## Task brief:
Count the lines in the records below that contain the word "usefulness", and give only that number.

## Supplied material:
........
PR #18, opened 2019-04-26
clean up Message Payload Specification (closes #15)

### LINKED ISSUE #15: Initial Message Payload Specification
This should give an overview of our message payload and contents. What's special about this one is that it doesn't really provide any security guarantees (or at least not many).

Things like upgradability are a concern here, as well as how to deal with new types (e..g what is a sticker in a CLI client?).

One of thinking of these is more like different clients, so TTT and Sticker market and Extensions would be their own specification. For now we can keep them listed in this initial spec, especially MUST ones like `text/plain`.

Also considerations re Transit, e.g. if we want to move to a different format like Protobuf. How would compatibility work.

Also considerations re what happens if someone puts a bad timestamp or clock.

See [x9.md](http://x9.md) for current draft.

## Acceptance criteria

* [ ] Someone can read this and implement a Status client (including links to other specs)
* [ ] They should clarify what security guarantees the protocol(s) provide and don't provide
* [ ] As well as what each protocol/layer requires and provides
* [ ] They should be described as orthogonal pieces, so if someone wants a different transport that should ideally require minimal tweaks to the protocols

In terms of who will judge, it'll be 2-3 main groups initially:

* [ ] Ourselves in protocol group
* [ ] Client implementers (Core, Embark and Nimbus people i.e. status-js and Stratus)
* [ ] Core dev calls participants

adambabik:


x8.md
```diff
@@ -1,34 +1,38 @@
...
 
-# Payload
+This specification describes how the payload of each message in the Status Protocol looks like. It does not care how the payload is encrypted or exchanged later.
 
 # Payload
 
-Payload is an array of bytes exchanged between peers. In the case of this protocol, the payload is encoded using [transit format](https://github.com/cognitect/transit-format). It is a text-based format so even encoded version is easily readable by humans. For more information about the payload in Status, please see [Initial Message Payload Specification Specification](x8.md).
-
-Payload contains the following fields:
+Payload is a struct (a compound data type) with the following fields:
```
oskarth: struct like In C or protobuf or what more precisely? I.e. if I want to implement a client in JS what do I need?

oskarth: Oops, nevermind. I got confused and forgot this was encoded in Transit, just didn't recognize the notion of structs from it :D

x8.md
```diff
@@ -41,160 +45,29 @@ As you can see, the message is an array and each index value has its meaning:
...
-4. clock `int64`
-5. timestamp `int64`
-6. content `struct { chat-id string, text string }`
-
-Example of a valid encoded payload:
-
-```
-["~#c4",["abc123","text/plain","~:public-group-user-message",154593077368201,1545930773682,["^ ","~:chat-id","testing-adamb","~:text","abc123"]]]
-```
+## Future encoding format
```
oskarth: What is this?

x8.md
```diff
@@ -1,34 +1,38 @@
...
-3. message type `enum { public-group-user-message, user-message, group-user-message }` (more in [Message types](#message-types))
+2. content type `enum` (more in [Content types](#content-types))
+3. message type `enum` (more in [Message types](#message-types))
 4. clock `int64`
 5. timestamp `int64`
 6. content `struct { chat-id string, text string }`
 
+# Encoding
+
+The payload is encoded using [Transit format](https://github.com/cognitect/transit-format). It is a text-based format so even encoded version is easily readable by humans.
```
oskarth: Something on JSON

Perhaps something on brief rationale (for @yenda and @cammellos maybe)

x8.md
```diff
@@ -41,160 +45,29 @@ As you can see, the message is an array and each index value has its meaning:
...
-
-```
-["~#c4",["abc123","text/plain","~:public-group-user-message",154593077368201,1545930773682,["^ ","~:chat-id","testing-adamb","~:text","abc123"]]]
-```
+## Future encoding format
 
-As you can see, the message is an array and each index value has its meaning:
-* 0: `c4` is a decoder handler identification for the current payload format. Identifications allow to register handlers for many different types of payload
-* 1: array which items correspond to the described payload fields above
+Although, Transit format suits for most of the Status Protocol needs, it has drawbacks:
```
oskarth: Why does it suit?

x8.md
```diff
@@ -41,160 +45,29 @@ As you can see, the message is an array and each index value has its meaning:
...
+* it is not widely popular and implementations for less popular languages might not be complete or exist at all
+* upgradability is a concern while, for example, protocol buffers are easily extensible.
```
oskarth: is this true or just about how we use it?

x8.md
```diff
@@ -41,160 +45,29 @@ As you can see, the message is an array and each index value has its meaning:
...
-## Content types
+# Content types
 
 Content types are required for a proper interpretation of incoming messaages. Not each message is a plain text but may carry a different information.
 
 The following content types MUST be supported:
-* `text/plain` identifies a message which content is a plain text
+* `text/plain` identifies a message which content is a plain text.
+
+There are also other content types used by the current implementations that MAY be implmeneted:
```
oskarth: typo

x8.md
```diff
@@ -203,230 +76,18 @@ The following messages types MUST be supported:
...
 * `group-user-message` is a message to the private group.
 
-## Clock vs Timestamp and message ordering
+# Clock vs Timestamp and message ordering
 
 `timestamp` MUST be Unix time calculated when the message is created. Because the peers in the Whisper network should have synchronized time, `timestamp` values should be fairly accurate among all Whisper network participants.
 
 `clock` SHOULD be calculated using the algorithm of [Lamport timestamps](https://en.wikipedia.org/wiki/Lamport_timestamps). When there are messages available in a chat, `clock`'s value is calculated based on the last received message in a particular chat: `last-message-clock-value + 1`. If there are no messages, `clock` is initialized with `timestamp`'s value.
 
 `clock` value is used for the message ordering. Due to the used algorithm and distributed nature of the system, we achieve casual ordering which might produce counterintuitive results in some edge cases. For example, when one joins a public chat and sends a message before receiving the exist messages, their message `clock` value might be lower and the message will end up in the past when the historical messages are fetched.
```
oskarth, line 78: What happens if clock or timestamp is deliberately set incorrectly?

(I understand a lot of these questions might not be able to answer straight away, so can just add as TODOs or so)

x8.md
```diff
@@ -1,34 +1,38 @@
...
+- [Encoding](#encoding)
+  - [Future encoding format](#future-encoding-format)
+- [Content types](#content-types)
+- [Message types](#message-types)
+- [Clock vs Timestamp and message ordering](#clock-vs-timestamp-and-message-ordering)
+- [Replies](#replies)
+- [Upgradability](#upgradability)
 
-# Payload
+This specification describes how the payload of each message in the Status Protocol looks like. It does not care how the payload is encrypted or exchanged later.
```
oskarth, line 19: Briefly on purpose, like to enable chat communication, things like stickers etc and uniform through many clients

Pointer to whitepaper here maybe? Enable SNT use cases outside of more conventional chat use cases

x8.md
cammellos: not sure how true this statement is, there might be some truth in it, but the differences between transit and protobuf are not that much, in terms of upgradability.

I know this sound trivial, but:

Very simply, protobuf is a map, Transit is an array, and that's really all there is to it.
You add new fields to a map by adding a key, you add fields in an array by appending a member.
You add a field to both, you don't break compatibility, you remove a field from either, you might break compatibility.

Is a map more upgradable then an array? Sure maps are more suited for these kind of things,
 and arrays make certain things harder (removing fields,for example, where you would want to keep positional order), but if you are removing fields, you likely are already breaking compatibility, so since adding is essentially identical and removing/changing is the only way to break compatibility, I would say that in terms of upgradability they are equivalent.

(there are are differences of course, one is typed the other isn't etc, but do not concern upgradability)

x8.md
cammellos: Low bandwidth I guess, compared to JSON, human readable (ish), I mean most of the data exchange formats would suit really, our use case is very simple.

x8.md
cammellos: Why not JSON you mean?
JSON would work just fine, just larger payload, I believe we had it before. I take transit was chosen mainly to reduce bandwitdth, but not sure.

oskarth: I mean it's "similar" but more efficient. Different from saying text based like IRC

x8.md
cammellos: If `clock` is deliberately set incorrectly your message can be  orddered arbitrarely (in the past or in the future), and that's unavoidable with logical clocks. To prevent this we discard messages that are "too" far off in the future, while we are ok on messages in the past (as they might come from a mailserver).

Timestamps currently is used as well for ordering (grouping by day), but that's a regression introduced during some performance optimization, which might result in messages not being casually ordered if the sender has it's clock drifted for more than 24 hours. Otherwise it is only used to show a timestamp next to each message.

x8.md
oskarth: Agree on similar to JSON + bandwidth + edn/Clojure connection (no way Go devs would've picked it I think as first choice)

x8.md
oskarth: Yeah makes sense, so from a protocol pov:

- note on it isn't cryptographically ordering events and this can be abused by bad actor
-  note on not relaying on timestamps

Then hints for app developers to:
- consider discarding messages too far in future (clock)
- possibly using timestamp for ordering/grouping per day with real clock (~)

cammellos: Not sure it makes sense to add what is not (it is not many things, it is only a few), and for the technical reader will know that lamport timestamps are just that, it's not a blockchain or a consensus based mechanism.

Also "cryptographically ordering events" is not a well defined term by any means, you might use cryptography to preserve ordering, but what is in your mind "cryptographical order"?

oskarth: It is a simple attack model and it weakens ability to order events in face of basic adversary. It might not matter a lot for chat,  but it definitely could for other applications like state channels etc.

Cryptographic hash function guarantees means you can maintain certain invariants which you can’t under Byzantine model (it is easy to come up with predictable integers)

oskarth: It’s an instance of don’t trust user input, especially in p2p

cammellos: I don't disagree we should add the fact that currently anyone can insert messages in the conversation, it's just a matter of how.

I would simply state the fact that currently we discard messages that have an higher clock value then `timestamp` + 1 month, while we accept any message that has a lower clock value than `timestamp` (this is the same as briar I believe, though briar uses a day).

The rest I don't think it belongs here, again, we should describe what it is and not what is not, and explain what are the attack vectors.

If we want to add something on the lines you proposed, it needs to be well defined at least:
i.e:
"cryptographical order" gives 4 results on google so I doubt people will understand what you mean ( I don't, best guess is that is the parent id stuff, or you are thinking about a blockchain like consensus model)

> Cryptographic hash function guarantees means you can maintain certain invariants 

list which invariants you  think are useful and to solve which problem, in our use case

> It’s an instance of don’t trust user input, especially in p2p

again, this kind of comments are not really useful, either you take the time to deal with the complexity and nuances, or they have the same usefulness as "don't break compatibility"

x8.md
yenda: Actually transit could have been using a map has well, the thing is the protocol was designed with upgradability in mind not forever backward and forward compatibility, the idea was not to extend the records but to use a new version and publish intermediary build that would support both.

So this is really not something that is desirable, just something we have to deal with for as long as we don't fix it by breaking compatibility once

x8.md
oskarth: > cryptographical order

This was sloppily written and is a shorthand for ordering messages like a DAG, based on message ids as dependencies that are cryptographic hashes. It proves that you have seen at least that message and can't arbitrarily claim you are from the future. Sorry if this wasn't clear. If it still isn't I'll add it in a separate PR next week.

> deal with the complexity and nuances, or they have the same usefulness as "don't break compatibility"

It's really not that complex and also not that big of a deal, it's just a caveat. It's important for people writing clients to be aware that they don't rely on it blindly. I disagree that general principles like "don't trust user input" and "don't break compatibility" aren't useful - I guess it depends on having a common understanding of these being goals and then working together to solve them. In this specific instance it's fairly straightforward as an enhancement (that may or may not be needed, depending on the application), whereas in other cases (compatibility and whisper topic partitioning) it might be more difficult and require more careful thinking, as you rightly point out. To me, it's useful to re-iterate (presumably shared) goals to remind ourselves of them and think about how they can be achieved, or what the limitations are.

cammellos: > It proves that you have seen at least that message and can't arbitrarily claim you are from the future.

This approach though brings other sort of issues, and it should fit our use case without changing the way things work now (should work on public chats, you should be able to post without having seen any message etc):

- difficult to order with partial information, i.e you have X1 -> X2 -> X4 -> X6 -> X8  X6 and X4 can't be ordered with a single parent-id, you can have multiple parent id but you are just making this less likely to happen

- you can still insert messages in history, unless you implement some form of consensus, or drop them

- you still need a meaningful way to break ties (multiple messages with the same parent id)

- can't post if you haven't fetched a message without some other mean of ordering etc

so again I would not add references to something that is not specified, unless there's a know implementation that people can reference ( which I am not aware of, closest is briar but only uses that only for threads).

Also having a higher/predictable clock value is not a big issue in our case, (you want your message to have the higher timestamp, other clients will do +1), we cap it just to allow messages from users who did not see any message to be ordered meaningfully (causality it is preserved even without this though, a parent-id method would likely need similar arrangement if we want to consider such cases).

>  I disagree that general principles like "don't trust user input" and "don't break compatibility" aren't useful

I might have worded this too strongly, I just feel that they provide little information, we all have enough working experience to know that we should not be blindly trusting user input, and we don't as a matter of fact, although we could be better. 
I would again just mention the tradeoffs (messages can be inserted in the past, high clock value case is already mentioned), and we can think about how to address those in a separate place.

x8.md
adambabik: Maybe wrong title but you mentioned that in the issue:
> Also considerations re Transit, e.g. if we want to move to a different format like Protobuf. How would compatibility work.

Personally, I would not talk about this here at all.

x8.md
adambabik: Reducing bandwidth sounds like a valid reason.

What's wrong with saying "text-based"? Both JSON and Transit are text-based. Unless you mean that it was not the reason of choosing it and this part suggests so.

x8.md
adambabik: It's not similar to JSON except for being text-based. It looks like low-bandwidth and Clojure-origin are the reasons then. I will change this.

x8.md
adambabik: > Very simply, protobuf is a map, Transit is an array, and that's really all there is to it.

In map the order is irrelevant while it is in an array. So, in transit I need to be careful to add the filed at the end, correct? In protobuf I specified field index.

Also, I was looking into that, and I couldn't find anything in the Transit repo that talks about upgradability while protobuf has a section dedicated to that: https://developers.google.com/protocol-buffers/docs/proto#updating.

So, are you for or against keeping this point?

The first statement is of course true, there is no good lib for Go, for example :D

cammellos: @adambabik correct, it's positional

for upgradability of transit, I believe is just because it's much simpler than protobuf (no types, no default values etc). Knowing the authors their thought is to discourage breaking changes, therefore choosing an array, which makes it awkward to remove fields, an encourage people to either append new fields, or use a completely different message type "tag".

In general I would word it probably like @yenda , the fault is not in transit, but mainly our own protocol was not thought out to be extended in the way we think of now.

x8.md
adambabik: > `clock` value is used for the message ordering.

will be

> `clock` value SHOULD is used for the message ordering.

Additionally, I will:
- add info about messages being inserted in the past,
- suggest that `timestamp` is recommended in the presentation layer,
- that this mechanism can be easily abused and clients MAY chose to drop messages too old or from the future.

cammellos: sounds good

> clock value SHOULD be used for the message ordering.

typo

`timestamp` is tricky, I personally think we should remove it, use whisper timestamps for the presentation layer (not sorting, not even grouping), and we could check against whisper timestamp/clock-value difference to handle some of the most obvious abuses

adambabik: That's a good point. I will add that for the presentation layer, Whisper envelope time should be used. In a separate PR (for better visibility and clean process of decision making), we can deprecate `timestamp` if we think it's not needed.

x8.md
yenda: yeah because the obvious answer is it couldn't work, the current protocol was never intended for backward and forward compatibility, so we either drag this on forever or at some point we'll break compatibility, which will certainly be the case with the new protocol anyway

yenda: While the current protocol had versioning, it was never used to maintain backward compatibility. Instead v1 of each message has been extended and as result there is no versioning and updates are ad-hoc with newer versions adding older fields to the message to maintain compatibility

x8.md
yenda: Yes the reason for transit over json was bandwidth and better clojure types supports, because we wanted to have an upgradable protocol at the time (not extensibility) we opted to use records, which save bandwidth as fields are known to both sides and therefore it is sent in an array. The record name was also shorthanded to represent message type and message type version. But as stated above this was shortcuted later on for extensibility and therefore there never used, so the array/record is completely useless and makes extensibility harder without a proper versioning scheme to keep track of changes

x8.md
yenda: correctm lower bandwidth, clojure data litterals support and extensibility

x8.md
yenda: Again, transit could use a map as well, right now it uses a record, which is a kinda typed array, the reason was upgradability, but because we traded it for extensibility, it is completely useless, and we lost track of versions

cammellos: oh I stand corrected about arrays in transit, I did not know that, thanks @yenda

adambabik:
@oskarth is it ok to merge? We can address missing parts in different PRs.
........
## Answer to this task:
2